- [EXERCISE OBJECTIVE]
Every line of the material must come back exactly as given.

- [DATA UNDER STUDY]

Issue #6375, opened 2018-10-18
[THE ISSUE] Add an unread messages indicator inside chats


errorists:
[comment]: # (Please replace ... with your information. Remove < and >)

### User Story
As a user, I want to see the number of unread messages in a chat so that I can continue my chats where I left them and track my progress in catching up with new messages.

### Description
[comment]: # (Feature or Bug? i.e Type: Bug)
_Type_: Feature

[comment]: # (Describe the feature you would like, or briefly summarise the bug and what you did, what you expected to happen, and what actually happens. Sections below)
_Summary_: We need a visible way to indicate and track the number of unread messages left in a chat, and if desired, skip past them and mark all messages as read.

#### Expected behavior
User has an X number of unread messages in a chat. After opening the chat, we present a small badge to the bottom right with a counter of unread messages left. The chat is opened in the position before any new unread messages, where you last left it.
Scrolling downward should update the counter as the user scrolls past the unread messages, marking them as read. Tapping on the counter should scroll down to the last unread message and mark everything as read. When there are no unread messages left, we dismiss the counter.

### Solution
You can follow the intended design in this prototype https://framer.cloud/taJfZ
Mobile designs are here in [Figma](https://www.figma.com/file/aS1ct66VQ6V0cio7vSqS8UoG/Chat?node-id=568%3A0)
Desktop designs [Figma](https://www.figma.com/file/MRYBI5axcTwL4Ft8xAYhFOfy/Desktop-Chat?node-id=20%3A154)

Some things to be aware of, please enclose the badge in a touchable that's slightly larger than the button itself, adding a 12px padding inside the touchable or a margin outside the button. The text inside the badge should be right aligned. The SVG for the icon can be exported directly from Figma, it's called `scrollBottomIcon`, lmk if you need help or further directions.

<blockquote>![](https://framer.cloud/taJfZ/2/framer/social-1200x630.png)<div><strong>[Scroll - Unread](https://framer.cloud/taJfZ)</strong></div><div>This project was made with Framer, a design tool for turning original concepts into working prototypes.</div></blockquote>

chadyj:
Thanks @errorists 

@dmitryn @yenda @janherich Would love your feedback on this. I recall we had some scroll position issues?

dmitryn:
@chadyj yes, there are issues with maintaining scroll position on Android that i didn't overcome without using delay (not good for UX) https://github.com/status-im/status-react/pull/5665

oskarth:
[...]

PR #10304, opened 2020-04-08
Get replies directly from status-go

### LINKED ISSUE #10274: Chat screen is flickering
# Bug Report

version 1.1.0 iPhone
## Problem

Poor Majestic Icelandgull:
It just jumps, as if it’s refreshing the chat. 
For example, if you scroll up a few messages and then someone sends a new message to the chat, you will notice the chat jump so you know a new message has appeared. 
Now imagine this happening instantly every 4/5 seconds.
It’s not doing it now. But if I came out of status and then came back in half an hour it would probably be doing it again. 
It’s intermittent but when it does happen, it happens a lot. 

**But the other day I typed a reply to someone and when I hit send the message just disappeared due to the flickering.**

#### Expected behavior

no flickering

### LINKED ISSUE #10297: Blinking messages with message replies when joining such chat for the first time
# Bug Report

## Problem

When joining chat with messages for the first time (confirmed in public chat and 1-1 chat) the message replies starting to blinking each 5 seconds and whole list of messages redrawing too  
When re-navigating to that chat, then only username blinks only once in reply snipped. 

**NOTE:**  In a case of above scenario when the message which was replied to is visible (like the reply is the very next message) then no issues

#### Expected behavior

No message blinking when the joinning the chat for the first time

#### Actual behavior

Each 5 seconds after joining the chat with reply this what happens:

### Reproduction
- Join public chat where offline inboxed history exists

### Additional Information

- Status version: develop and release 1.2.0

#### Logs

These are logcat logs for what happens when blinking happens:

```
04-08 15:09:39.940  3150  3227 D ReactNativeJS: DEBUG [status-im.utils.handlers:32] - Handling re-frame event:  :chat.ui/message-visibility-changed
04-08 15:09:40.173  3150  3227 D ReactNativeJS: DEBUG [status-im.utils.handlers:32] - Handling re-frame event:  :chat.ui/load-more-messages
04-08 15:09:40.216  3150  3227 D ReactNativeJS: DEBUG [status-im.utils.handlers:32] - Handling re-frame event:  :status-im.chat.models.loading/messages-loaded


```

cammellos:
Fixes: #10297
Fixes: #10274

Before if a reply was missing (for example if it the message replied to
arrived after the reply) status-react would subscribe to it dynamically
and use that. This caused some flickering issues when offloading the
messages from the database, as the message being replied to would be
offloaded and later loaded back again, triggering scroll and ending up
in a loop.

This commit changes the behavior so that status-go always adds the
reply to the message. In case the message being replied to arrives after
the reply, this will be included in the message update, and status-react
will replace it in the local storage.

Don't merge because will have to prepare status-go release.

### Testing

Test receiving/sending replies, fetching replies from mailserver, also worth checking very quickly performance in fetching messages from the mailserver, to make sure there's no regression, as status-go is doing a bit more work.

status: ready


flexsurfer (approved):

test/cljs/status_im/test/chat/models/message.cljs
```diff
@@ -88,37 +88,38 @@
...
-                               :from "a"
-                               :clock-value 2
-                               :chat-id "a"})))
-  (testing "it returns false when the clock-value is less than the deleted-clock-value in chat"
-    (is (not (message/add-to-chat? {:db {:chats {"a" {:deleted-at-clock-value 1}}}}
-                                   {:message-id "message-id"
-                                    :from "a"
-                                    :clock-value 0
-                                    :chat-id "a"})))))
+(deftest message-loaded?
```
andremedeiros, line 91: 👏

test/cljs/status_im/test/chat/models/message.cljs
```diff
@@ -88,37 +88,38 @@
...
+                                       :from "a"
+                                       :clock-value 1
+                                       :chat-id "a"}))))
+  (testing "it returns true when it's already in the loaded message"
+    (is (message/message-loaded? {:db {:chats {"a" {:messages {"message-id" {}}}}}}
+                                 {:message-id "message-id"
+                                  :from "a"
+                                  :clock-value 1
+                                  :chat-id "a"}))))
+(deftest earlier-than-deleted-at?
```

- [EXERCISE SOLUTION]
Issue #6375, opened 2018-10-18
[THE ISSUE] Add an unread messages indicator inside chats


errorists:
[comment]: # (Please replace ... with your information. Remove < and >)

### User Story
As a user, I want to see the number of unread messages in a chat so that I can continue my chats where I left them and track my progress in catching up with new messages.

### Description
[comment]: # (Feature or Bug? i.e Type: Bug)
_Type_: Feature

[comment]: # (Describe the feature you would like, or briefly summarise the bug and what you did, what you expected to happen, and what actually happens. Sections below)
_Summary_: We need a visible way to indicate and track the number of unread messages left in a chat, and if desired, skip past them and mark all messages as read.

#### Expected behavior
User has an X number of unread messages in a chat. After opening the chat, we present a small badge to the bottom right with a counter of unread messages left. The chat is opened in the position before any new unread messages, where you last left it.
Scrolling downward should update the counter as the user scrolls past the unread messages, marking them as read. Tapping on the counter should scroll down to the last unread message and mark everything as read. When there are no unread messages left, we dismiss the counter.

### Solution
You can follow the intended design in this prototype https://framer.cloud/taJfZ
Mobile designs are here in [Figma](https://www.figma.com/file/aS1ct66VQ6V0cio7vSqS8UoG/Chat?node-id=568%3A0)
Desktop designs [Figma](https://www.figma.com/file/MRYBI5axcTwL4Ft8xAYhFOfy/Desktop-Chat?node-id=20%3A154)

Some things to be aware of, please enclose the badge in a touchable that's slightly larger than the button itself, adding a 12px padding inside the touchable or a margin outside the button. The text inside the badge should be right aligned. The SVG for the icon can be exported directly from Figma, it's called `scrollBottomIcon`, lmk if you need help or further directions.

<blockquote>![](https://framer.cloud/taJfZ/2/framer/social-1200x630.png)<div><strong>[Scroll - Unread](https://framer.cloud/taJfZ)</strong></div><div>This project was made with Framer, a design tool for turning original concepts into working prototypes.</div></blockquote>

chadyj:
Thanks @errorists 

@dmitryn @yenda @janherich Would love your feedback on this. I recall we had some scroll position issues?

dmitryn:
@chadyj yes, there are issues with maintaining scroll position on Android that i didn't overcome without using delay (not good for UX) https://github.com/status-im/status-react/pull/5665

oskarth:
[...]

PR #10304, opened 2020-04-08
Get replies directly from status-go

### LINKED ISSUE #10274: Chat screen is flickering
# Bug Report

version 1.1.0 iPhone
## Problem

Poor Majestic Icelandgull:
It just jumps, as if it’s refreshing the chat. 
For example, if you scroll up a few messages and then someone sends a new message to the chat, you will notice the chat jump so you know a new message has appeared. 
Now imagine this happening instantly every 4/5 seconds.
It’s not doing it now. But if I came out of status and then came back in half an hour it would probably be doing it again. 
It’s intermittent but when it does happen, it happens a lot. 

**But the other day I typed a reply to someone and when I hit send the message just disappeared due to the flickering.**

#### Expected behavior

no flickering

### LINKED ISSUE #10297: Blinking messages with message replies when joining such chat for the first time
# Bug Report

## Problem

When joining chat with messages for the first time (confirmed in public chat and 1-1 chat) the message replies starting to blinking each 5 seconds and whole list of messages redrawing too  
When re-navigating to that chat, then only username blinks only once in reply snipped. 

**NOTE:**  In a case of above scenario when the message which was replied to is visible (like the reply is the very next message) then no issues

#### Expected behavior

No message blinking when the joinning the chat for the first time

#### Actual behavior

Each 5 seconds after joining the chat with reply this what happens:

### Reproduction
- Join public chat where offline inboxed history exists

### Additional Information

- Status version: develop and release 1.2.0

#### Logs

These are logcat logs for what happens when blinking happens:

```
04-08 15:09:39.940  3150  3227 D ReactNativeJS: DEBUG [status-im.utils.handlers:32] - Handling re-frame event:  :chat.ui/message-visibility-changed
04-08 15:09:40.173  3150  3227 D ReactNativeJS: DEBUG [status-im.utils.handlers:32] - Handling re-frame event:  :chat.ui/load-more-messages
04-08 15:09:40.216  3150  3227 D ReactNativeJS: DEBUG [status-im.utils.handlers:32] - Handling re-frame event:  :status-im.chat.models.loading/messages-loaded


```

cammellos:
Fixes: #10297
Fixes: #10274

Before if a reply was missing (for example if it the message replied to
arrived after the reply) status-react would subscribe to it dynamically
and use that. This caused some flickering issues when offloading the
messages from the database, as the message being replied to would be
offloaded and later loaded back again, triggering scroll and ending up
in a loop.

This commit changes the behavior so that status-go always adds the
reply to the message. In case the message being replied to arrives after
the reply, this will be included in the message update, and status-react
will replace it in the local storage.

Don't merge because will have to prepare status-go release.

### Testing

Test receiving/sending replies, fetching replies from mailserver, also worth checking very quickly performance in fetching messages from the mailserver, to make sure there's no regression, as status-go is doing a bit more work.

status: ready


flexsurfer (approved):

test/cljs/status_im/test/chat/models/message.cljs
```diff
@@ -88,37 +88,38 @@
...
-                               :from "a"
-                               :clock-value 2
-                               :chat-id "a"})))
-  (testing "it returns false when the clock-value is less than the deleted-clock-value in chat"
-    (is (not (message/add-to-chat? {:db {:chats {"a" {:deleted-at-clock-value 1}}}}
-                                   {:message-id "message-id"
-                                    :from "a"
-                                    :clock-value 0
-                                    :chat-id "a"})))))
+(deftest message-loaded?
```
andremedeiros, line 91: 👏

test/cljs/status_im/test/chat/models/message.cljs
```diff
@@ -88,37 +88,38 @@
...
+                                       :from "a"
+                                       :clock-value 1
+                                       :chat-id "a"}))))
+  (testing "it returns true when it's already in the loaded message"
+    (is (message/message-loaded? {:db {:chats {"a" {:messages {"message-id" {}}}}}}
+                                 {:message-id "message-id"
+                                  :from "a"
+                                  :clock-value 1
+                                  :chat-id "a"}))))
+(deftest earlier-than-deleted-at?
```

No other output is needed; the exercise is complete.